More than 80% of confirmed coronavirus cases are not severe, according to the largest study of the Chinese outbreak to date, conducted by the Chinese Centers for Disease Control and Prevention. And those that are severe aren’t always deadly. While much has been made of death tolls in the media, the fatality rate of coronavirus is fairly low. According to the study, 2.3% of people diagnosed with coronavirus in China have died, but the researchers suggest this is an inflated fatality rate, due to an unusually high proportion of deaths within the focal province, whose health system has been overwhelmed and is unable to provide adequate care. Outside of that province, the fatality rate of coronavirus is 0.4% — closer to the fatality rate of the common flu (0.1%) — and may be much lower, as calculations can’t take into account people who are asymptomatic and go undiagnosed.

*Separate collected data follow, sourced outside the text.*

PR #857, opened 2019-03-29
Community backfill command

katiecrane:
#### What's this PR do?

🆘 Adds a helper to easily add a topic to a user's `email_subscription_topics` which takes care of not duplicating a topic.

💬 Adds `northstar:community` command to take all users who have `email_subscription_status` = `true` and who also do not already have `community` in their topics and add `community` to their topics.

🍮 Update the update users command to use the new `addEmailSubscriptionTopic()` helper.

Biggest area of concern: Does the logic in the command update the correct users? Maybe I should add a test for this command!

#### Relevant Tickets
[Card](https://www.pivotaltracker.com/story/show/164216160)

#### Checklist

### DIFF
--- a/app/Console/Commands/SetCommunityTopic.php
+++ b/app/Console/Commands/SetCommunityTopic.php
@@ -1,0 +1,78 @@
+<?php
+
+namespace Northstar\Console\Commands;
+
+use Northstar\Models\User;
+use Illuminate\Console\Command;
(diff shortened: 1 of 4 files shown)


DFurnes:
> Maybe I should add a test for this command!

I do _love_ a good test! If you have some time, definitely can't hurt! 😸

While it’s possible that COVID-19, like its relative SARS, could slow in its spread as it becomes less and less contagious, Dr. Jin said, experts agree the more expected outcome is that it’s very likely that you’ll get coronavirus at some point in the near future. For most people, it will mean a few days under the weather, at home, feeling miserable. For some, it may mean a hospital stay. For the old and infirm — as with the flu — the risk of a severe case and death is highest. Eventually, however, it’s likely a shot or oral medication will be developed to prevent or mitigate infection, similar to the now-standard annual flu shot and drugs like Tamiflu. Researchers around the world are already actively working toward developing a vaccine.
Until they achieve it, however, strap in and double down on the vitamin C, handwashing (properly), and Crocin — Corona Season is coming.